▶ **PROBLEM**:
From the opening line of the records through the line bearing "Our KBS logic", set down every line exactly.

=== Section Start ===

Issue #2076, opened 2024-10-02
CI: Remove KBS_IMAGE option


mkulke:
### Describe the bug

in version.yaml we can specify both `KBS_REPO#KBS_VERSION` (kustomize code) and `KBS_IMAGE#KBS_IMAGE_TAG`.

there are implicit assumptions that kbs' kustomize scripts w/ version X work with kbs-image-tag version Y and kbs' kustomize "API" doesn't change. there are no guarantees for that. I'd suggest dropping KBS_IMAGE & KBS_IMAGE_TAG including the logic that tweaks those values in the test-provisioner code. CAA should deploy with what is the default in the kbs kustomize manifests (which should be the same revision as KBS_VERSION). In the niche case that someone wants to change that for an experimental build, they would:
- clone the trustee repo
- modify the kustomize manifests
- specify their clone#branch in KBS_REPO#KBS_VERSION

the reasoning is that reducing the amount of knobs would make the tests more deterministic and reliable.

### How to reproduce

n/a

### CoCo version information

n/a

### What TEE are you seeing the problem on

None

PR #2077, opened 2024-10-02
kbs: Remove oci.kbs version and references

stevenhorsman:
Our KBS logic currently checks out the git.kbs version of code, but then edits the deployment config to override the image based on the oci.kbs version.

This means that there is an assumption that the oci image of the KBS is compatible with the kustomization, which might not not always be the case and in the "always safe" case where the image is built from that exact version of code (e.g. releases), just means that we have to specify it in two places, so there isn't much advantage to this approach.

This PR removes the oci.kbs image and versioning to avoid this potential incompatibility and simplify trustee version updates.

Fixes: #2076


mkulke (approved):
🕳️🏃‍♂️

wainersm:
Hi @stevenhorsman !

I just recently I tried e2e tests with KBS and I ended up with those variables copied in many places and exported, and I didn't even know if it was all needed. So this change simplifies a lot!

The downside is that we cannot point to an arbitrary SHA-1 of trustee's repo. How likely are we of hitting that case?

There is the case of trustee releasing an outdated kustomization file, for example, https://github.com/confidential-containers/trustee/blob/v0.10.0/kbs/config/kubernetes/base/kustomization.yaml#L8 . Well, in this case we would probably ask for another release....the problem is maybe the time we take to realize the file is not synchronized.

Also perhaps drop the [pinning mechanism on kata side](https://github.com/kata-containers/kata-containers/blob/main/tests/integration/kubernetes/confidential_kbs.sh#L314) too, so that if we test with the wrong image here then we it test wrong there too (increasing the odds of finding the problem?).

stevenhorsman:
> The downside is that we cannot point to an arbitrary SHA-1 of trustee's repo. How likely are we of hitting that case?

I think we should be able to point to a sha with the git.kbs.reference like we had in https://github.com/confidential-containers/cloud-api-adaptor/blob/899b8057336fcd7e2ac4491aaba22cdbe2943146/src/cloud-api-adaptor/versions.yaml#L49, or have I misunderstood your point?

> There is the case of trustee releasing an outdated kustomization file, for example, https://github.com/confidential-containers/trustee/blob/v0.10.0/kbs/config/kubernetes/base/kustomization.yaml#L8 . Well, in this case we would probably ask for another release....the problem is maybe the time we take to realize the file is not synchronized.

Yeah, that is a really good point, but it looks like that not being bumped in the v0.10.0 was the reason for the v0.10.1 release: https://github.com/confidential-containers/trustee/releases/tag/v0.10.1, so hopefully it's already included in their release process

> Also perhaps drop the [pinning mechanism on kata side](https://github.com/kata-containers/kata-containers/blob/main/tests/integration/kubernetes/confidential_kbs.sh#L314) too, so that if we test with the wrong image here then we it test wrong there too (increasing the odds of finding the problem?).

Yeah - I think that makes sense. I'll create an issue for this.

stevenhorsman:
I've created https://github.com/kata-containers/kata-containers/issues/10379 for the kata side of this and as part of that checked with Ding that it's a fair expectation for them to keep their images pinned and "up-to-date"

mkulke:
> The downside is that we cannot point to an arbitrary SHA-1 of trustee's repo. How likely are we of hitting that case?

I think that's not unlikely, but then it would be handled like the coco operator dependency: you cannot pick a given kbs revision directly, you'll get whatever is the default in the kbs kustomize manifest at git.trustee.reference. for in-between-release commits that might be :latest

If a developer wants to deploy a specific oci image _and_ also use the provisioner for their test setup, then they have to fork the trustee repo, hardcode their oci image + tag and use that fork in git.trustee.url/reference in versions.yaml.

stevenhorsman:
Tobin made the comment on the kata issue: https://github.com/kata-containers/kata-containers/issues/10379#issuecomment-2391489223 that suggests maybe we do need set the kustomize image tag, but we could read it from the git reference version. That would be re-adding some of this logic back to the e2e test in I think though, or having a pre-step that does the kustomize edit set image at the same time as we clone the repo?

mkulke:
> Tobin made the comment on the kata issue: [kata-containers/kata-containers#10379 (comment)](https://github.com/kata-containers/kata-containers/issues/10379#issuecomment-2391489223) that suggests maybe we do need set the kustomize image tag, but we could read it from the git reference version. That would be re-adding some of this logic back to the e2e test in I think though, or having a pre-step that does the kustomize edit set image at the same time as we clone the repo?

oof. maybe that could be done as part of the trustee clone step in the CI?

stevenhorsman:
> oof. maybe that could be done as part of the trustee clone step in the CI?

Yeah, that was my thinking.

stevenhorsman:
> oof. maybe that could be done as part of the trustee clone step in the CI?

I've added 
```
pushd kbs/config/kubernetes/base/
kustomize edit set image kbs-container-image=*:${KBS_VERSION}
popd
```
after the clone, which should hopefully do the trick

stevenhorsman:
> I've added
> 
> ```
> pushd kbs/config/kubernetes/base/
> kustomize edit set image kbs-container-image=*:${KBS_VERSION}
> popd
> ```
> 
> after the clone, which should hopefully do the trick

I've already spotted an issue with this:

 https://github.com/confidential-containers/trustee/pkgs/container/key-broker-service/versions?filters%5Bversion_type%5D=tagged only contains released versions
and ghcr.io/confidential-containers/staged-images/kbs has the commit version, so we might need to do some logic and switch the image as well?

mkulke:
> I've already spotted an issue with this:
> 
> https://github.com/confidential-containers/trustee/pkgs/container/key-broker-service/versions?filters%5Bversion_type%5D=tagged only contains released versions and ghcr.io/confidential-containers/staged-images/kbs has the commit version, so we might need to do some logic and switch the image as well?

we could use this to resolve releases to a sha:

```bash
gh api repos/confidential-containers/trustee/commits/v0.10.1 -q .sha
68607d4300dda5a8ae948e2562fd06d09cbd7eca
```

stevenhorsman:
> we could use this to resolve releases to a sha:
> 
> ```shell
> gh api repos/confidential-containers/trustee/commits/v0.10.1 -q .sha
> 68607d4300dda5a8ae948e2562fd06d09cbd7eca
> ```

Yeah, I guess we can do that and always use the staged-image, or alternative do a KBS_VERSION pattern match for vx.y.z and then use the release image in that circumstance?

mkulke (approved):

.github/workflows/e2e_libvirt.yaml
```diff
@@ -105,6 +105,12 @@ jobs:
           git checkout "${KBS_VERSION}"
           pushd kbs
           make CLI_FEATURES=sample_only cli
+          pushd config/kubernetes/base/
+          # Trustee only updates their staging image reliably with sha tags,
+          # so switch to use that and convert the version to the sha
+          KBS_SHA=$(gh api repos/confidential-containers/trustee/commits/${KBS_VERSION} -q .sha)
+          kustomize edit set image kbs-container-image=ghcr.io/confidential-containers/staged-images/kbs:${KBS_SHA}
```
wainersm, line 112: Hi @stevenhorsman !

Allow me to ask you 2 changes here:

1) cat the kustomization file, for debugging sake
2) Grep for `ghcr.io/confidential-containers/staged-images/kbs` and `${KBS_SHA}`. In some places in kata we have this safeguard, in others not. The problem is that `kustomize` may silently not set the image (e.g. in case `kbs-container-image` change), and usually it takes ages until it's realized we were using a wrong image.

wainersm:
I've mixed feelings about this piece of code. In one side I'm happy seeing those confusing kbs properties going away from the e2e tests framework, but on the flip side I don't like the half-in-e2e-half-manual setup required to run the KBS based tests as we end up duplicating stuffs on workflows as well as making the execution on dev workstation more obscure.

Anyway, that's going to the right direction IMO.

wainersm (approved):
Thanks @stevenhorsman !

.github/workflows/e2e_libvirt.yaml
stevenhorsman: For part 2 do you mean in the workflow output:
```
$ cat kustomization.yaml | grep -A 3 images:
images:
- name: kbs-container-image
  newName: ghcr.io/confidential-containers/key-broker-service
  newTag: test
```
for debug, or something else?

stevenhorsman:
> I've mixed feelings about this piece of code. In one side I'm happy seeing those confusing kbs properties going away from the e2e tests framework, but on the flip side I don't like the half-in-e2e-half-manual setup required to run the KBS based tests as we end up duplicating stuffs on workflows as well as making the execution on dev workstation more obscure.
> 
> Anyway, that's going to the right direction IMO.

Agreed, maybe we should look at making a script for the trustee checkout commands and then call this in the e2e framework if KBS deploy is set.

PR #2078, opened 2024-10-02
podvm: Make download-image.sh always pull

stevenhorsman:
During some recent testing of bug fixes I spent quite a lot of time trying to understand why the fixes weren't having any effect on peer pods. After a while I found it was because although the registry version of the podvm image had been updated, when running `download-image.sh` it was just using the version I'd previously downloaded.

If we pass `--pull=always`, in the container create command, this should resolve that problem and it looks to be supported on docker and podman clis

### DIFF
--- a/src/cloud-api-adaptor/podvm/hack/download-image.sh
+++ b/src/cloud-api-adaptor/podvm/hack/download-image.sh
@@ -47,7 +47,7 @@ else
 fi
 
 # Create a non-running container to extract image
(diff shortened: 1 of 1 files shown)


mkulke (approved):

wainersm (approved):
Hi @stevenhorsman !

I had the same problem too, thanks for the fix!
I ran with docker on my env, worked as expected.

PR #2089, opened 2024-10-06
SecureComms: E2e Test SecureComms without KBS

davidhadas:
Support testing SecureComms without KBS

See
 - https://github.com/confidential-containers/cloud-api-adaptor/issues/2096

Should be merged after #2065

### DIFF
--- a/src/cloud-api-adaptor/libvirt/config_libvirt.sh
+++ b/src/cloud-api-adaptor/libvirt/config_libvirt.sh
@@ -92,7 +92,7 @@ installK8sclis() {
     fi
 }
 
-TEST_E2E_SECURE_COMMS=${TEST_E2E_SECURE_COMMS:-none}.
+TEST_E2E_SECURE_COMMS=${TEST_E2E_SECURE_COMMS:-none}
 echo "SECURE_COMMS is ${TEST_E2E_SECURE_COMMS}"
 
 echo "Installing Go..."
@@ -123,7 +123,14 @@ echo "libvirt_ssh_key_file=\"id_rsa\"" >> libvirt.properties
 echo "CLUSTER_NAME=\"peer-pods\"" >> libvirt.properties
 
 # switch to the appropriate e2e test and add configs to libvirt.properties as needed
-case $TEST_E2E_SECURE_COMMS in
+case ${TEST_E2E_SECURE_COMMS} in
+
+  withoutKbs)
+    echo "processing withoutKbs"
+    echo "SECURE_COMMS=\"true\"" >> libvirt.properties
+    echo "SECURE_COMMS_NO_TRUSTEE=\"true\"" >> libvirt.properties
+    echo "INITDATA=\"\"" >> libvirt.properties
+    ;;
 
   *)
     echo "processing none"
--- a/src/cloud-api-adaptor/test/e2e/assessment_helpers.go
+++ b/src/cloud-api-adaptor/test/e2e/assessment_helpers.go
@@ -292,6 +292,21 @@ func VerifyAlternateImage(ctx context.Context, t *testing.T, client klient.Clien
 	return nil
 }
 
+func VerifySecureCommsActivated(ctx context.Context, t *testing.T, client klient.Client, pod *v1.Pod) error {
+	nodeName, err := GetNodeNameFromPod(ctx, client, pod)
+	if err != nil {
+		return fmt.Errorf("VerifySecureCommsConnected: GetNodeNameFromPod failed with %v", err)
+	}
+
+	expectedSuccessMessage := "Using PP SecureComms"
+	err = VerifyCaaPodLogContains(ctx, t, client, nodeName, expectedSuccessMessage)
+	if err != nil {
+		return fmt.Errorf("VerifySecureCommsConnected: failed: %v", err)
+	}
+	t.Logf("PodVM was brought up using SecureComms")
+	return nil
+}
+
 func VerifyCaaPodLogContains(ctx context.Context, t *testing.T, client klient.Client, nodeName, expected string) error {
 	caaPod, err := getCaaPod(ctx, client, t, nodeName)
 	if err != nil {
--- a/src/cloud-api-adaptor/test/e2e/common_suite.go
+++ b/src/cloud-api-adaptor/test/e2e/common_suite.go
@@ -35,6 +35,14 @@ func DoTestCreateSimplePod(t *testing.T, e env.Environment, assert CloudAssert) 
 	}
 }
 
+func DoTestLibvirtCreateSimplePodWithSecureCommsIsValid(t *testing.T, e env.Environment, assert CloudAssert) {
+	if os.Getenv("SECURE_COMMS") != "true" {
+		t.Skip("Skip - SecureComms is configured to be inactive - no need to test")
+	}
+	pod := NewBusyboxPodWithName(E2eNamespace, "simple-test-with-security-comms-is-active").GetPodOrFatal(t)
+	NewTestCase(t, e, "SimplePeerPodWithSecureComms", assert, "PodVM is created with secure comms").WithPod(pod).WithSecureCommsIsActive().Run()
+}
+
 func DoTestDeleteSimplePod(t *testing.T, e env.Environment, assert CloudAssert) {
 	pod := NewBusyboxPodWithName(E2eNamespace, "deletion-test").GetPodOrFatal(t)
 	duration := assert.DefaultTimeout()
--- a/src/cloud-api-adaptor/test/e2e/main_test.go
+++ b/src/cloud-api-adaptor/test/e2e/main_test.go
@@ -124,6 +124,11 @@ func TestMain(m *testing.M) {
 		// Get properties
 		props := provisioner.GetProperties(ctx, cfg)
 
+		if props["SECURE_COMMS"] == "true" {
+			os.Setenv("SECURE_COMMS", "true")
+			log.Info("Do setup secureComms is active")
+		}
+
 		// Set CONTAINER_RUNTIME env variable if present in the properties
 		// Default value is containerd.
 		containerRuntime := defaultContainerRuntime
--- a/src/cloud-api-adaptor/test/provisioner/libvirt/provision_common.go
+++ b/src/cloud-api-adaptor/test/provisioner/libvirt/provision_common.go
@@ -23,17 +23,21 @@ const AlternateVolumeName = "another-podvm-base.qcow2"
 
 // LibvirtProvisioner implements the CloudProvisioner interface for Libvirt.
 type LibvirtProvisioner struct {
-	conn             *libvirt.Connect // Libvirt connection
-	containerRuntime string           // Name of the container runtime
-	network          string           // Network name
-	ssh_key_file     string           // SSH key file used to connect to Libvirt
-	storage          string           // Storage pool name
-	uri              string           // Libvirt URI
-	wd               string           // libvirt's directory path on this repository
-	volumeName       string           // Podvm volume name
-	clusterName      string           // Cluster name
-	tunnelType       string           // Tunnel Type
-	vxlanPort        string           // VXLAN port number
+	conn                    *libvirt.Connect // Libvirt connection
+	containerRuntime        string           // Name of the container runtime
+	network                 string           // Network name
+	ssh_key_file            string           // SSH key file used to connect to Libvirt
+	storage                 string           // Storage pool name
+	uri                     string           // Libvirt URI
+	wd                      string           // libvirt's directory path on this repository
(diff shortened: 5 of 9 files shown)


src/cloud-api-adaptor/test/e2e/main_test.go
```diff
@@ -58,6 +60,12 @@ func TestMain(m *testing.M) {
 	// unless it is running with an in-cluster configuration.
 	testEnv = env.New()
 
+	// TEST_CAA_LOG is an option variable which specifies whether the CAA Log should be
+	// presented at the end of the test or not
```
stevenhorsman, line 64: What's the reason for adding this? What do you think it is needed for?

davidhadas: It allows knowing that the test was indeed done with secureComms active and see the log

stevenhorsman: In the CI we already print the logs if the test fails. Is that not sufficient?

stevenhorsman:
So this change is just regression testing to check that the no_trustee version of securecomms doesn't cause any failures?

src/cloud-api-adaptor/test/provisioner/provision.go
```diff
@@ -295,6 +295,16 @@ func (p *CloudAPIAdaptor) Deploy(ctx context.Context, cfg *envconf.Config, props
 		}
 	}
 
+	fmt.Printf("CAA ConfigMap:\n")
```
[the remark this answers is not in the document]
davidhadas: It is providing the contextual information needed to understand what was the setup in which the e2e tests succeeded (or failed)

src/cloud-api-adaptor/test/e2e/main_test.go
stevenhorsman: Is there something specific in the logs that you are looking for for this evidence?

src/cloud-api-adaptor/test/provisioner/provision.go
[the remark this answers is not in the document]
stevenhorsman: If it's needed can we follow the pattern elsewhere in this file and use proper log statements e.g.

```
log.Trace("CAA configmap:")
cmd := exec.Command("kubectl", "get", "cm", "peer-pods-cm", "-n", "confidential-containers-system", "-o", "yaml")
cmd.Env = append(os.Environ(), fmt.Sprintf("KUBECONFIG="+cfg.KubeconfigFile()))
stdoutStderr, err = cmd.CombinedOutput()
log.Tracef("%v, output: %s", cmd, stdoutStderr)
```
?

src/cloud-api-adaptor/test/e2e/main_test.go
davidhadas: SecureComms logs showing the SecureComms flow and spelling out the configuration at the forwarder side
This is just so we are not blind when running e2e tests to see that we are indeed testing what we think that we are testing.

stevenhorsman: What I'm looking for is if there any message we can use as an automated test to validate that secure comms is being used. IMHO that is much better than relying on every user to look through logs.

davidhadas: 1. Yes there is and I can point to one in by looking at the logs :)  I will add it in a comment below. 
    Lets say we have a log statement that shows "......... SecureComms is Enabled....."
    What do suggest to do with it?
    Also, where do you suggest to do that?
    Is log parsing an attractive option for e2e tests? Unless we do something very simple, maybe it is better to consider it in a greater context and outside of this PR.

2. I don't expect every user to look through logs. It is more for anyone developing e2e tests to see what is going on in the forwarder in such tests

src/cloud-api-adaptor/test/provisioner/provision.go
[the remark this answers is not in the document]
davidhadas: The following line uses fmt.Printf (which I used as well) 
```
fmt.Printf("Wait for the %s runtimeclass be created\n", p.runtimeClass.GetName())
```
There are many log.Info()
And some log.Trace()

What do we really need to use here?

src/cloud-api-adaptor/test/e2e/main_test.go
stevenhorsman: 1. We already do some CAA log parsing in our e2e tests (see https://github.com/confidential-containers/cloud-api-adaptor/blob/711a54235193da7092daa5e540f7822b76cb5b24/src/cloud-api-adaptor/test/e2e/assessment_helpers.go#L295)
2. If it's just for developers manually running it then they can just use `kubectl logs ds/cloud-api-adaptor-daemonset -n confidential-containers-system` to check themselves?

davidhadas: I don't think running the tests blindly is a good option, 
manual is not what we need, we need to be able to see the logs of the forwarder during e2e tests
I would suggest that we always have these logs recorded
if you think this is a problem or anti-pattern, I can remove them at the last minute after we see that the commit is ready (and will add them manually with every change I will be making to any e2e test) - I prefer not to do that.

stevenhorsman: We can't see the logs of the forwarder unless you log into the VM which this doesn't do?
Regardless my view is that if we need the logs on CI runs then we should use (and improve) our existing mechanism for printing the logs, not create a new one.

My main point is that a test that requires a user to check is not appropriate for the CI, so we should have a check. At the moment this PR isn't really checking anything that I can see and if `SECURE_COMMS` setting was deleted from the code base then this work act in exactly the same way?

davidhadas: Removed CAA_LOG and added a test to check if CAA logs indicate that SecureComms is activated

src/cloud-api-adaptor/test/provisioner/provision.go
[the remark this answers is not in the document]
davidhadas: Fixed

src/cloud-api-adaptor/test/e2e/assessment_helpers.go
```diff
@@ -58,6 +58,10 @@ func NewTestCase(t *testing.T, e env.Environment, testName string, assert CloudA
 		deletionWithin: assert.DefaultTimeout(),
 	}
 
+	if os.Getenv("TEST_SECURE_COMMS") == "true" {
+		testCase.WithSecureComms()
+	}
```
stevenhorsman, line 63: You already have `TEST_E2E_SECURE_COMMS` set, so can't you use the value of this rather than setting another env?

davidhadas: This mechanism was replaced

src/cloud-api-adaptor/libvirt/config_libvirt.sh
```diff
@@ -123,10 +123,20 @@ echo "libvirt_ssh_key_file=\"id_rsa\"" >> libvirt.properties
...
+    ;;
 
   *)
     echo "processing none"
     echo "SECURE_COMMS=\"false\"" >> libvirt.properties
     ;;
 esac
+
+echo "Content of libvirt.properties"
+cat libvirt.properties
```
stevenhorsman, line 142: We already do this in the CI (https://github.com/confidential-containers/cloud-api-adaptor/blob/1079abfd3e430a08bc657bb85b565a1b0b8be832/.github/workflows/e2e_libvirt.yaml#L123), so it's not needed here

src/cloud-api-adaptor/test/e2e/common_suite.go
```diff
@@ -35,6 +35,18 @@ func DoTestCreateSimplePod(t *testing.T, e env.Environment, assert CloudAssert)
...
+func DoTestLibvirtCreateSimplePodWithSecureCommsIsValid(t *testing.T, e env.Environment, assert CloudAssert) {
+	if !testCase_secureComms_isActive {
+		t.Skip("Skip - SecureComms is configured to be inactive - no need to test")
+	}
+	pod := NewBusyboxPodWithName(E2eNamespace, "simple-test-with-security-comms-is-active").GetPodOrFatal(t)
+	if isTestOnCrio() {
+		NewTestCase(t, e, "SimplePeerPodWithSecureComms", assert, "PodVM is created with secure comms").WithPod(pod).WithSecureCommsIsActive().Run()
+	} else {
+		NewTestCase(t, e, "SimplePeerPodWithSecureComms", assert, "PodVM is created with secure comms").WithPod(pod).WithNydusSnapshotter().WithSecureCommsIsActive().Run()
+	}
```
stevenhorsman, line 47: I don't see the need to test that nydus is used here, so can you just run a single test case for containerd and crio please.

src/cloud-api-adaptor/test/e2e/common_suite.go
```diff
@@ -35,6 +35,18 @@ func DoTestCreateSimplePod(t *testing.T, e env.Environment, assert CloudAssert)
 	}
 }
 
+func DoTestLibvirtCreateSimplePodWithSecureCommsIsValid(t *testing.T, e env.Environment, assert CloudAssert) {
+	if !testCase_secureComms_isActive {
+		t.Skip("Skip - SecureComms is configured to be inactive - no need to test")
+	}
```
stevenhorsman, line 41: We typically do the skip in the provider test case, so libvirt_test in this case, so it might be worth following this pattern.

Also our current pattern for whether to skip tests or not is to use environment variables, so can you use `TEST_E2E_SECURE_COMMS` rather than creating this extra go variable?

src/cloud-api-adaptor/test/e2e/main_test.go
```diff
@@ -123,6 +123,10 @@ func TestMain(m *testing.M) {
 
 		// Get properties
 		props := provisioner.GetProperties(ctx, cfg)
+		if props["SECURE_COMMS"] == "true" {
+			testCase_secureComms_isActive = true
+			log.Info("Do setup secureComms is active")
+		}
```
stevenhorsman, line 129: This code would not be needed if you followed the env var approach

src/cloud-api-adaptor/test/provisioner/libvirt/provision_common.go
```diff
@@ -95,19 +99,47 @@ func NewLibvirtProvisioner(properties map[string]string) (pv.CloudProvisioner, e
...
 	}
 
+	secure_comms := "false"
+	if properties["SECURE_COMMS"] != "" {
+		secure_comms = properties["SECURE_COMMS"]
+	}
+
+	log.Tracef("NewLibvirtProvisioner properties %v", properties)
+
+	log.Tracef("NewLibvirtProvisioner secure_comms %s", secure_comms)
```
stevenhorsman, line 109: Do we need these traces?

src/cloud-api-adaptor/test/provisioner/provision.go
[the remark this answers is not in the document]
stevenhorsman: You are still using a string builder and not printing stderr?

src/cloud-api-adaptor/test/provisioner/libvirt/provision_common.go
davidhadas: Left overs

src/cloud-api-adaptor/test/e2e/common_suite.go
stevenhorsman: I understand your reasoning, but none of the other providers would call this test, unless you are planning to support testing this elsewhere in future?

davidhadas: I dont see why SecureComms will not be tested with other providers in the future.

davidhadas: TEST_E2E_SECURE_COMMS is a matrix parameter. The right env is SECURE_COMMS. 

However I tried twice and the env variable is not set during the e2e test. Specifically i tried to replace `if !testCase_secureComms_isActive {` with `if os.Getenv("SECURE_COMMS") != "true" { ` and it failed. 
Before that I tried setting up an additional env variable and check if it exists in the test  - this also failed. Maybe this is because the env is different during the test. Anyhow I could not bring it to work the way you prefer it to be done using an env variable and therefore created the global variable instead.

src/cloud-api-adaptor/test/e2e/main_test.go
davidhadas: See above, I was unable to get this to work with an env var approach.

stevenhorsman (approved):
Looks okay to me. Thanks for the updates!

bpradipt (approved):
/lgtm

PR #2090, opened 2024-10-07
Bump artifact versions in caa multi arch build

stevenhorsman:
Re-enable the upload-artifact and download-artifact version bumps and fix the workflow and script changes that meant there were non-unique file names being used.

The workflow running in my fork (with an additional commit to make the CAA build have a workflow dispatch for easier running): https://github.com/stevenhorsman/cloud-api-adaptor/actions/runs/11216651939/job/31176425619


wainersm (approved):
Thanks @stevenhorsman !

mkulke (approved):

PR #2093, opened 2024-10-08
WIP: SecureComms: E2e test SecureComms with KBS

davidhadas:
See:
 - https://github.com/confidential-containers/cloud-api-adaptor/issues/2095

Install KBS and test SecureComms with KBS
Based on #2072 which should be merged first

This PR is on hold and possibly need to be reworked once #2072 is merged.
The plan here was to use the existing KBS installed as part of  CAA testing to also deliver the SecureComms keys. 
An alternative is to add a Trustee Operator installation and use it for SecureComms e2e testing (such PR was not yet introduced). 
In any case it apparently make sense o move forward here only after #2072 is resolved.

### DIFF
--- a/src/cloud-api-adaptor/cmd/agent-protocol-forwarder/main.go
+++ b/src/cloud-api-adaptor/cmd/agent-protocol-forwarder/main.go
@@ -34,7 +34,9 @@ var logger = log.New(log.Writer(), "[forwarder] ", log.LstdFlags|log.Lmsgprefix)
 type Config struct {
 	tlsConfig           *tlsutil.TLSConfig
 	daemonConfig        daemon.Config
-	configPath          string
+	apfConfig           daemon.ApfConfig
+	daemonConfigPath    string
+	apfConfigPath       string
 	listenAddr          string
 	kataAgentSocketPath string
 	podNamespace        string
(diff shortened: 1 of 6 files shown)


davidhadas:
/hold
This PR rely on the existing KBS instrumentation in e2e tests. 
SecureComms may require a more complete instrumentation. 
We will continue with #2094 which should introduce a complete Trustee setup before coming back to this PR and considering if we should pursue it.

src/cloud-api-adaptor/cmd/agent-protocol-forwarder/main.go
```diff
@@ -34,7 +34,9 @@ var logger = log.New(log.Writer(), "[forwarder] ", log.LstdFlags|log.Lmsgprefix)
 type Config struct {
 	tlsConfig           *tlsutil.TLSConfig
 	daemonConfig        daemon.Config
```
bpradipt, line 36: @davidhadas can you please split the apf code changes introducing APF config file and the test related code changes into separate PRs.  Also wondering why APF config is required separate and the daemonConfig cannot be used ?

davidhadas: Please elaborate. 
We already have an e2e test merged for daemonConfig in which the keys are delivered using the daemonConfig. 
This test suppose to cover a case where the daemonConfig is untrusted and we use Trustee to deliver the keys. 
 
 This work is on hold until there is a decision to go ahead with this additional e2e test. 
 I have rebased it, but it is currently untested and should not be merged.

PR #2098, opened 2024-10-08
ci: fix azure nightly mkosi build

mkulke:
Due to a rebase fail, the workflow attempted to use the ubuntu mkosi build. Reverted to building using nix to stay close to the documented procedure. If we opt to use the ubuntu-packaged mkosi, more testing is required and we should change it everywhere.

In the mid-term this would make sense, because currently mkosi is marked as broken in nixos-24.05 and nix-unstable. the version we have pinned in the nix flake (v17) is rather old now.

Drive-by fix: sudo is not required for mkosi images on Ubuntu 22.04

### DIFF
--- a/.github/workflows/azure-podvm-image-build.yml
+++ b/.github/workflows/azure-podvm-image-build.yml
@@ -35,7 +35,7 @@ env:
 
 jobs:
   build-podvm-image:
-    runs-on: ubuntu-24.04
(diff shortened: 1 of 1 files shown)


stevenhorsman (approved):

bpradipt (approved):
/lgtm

=== Section End ===

▶ **WRITTEN RESPONSE**:
Issue #2076, opened 2024-10-02
CI: Remove KBS_IMAGE option


mkulke:
### Describe the bug

in version.yaml we can specify both `KBS_REPO#KBS_VERSION` (kustomize code) and `KBS_IMAGE#KBS_IMAGE_TAG`.

there are implicit assumptions that kbs' kustomize scripts w/ version X work with kbs-image-tag version Y and kbs' kustomize "API" doesn't change. there are no guarantees for that. I'd suggest dropping KBS_IMAGE & KBS_IMAGE_TAG including the logic that tweaks those values in the test-provisioner code. CAA should deploy with what is the default in the kbs kustomize manifests (which should be the same revision as KBS_VERSION). In the niche case that someone wants to change that for an experimental build, they would:
- clone the trustee repo
- modify the kustomize manifests
- specify their clone#branch in KBS_REPO#KBS_VERSION

the reasoning is that reducing the amount of knobs would make the tests more deterministic and reliable.

### How to reproduce

n/a

### CoCo version information

n/a

### What TEE are you seeing the problem on

None

PR #2077, opened 2024-10-02
kbs: Remove oci.kbs version and references

stevenhorsman:
Our KBS logic currently checks out the git.kbs version of code, but then edits the deployment config to override the image based on the oci.kbs version.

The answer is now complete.